● AVAILABLE DATA:
PR #253, opened 2026-03-26
limit max section in elf as elfio dont support extended section

HimanshuChoudhary-Xilinx:

### DIFF
--- a/src/cpp/elf/elfwriter.h
+++ b/src/cpp/elf/elfwriter.h
@@ -21,6 +21,7 @@ constexpr int phdr_align = 8;
 constexpr int program_header_static_count = 2;
 constexpr int program_header_dynamic_count = 3;
 constexpr int SHT_CUSTOM_SECTION = ELFIO::SHT_LOUSER + 1;
+constexpr ELFIO::Elf_Word max_sections = 65279; //65280 - 1;
 
 constexpr ELFIO::Elf_Word NT_XRT_UID = 4;
 constexpr ELFIO::Elf_Word NT_XRT_UUID       = 5;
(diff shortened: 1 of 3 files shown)


src/cpp/elf/elfwriter.h
```diff
@@ -20,6 +20,7 @@ constexpr int data_align = 16;
 constexpr int phdr_align = 8;
 constexpr int program_header_static_count = 2;
 constexpr int program_header_dynamic_count = 3;
+constexpr ELFIO::Elf_Word max_sections = 65279; //65280 - 1;
```
larry9523, line 26: maybe add a comment on the limit before extended section is 65279 based on elf spec

src/cpp/elf/elfwriter.h
```diff
@@ -106,6 +107,13 @@ class elf_writer
   void add_group(const std::string& name, const std::vector<uint32_t>& member, ELFIO::Elf_Word info_index);
   uint64_t get_virtual_addr(uint64_t in_prev_virtual_addr, uint64_t in_prev_seg_size);
   uint64_t align_address(uint64_t address);
+  // Helper function to return ELFIO::section* and take section name as input
+  ELFIO::section* add_section_by_name(const std::string& section_name) {
+    if (m_elfio.sections.size() >= max_sections)
```
larry9523: should it be > instead of >=
?

larry9523 (commented):
Besides the comments in line, why do we have a max_pages # limit?

sonals (approved):

larry9523 (approved):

● TASK TO CARRY OUT:
With the records above in view, retype each one exactly.

● ANSWER FOR THE TASK:
PR #253, opened 2026-03-26
limit max section in elf as elfio dont support extended section

HimanshuChoudhary-Xilinx:

### DIFF
--- a/src/cpp/elf/elfwriter.h
+++ b/src/cpp/elf/elfwriter.h
@@ -21,6 +21,7 @@ constexpr int phdr_align = 8;
 constexpr int program_header_static_count = 2;
 constexpr int program_header_dynamic_count = 3;
 constexpr int SHT_CUSTOM_SECTION = ELFIO::SHT_LOUSER + 1;
+constexpr ELFIO::Elf_Word max_sections = 65279; //65280 - 1;
 
 constexpr ELFIO::Elf_Word NT_XRT_UID = 4;
 constexpr ELFIO::Elf_Word NT_XRT_UUID       = 5;
(diff shortened: 1 of 3 files shown)


src/cpp/elf/elfwriter.h
```diff
@@ -20,6 +20,7 @@ constexpr int data_align = 16;
 constexpr int phdr_align = 8;
 constexpr int program_header_static_count = 2;
 constexpr int program_header_dynamic_count = 3;
+constexpr ELFIO::Elf_Word max_sections = 65279; //65280 - 1;
```
larry9523, line 26: maybe add a comment on the limit before extended section is 65279 based on elf spec

src/cpp/elf/elfwriter.h
```diff
@@ -106,6 +107,13 @@ class elf_writer
   void add_group(const std::string& name, const std::vector<uint32_t>& member, ELFIO::Elf_Word info_index);
   uint64_t get_virtual_addr(uint64_t in_prev_virtual_addr, uint64_t in_prev_seg_size);
   uint64_t align_address(uint64_t address);
+  // Helper function to return ELFIO::section* and take section name as input
+  ELFIO::section* add_section_by_name(const std::string& section_name) {
+    if (m_elfio.sections.size() >= max_sections)
```
larry9523: should it be > instead of >=
?

larry9523 (commented):
Besides the comments in line, why do we have a max_pages # limit?

sonals (approved):

larry9523 (approved):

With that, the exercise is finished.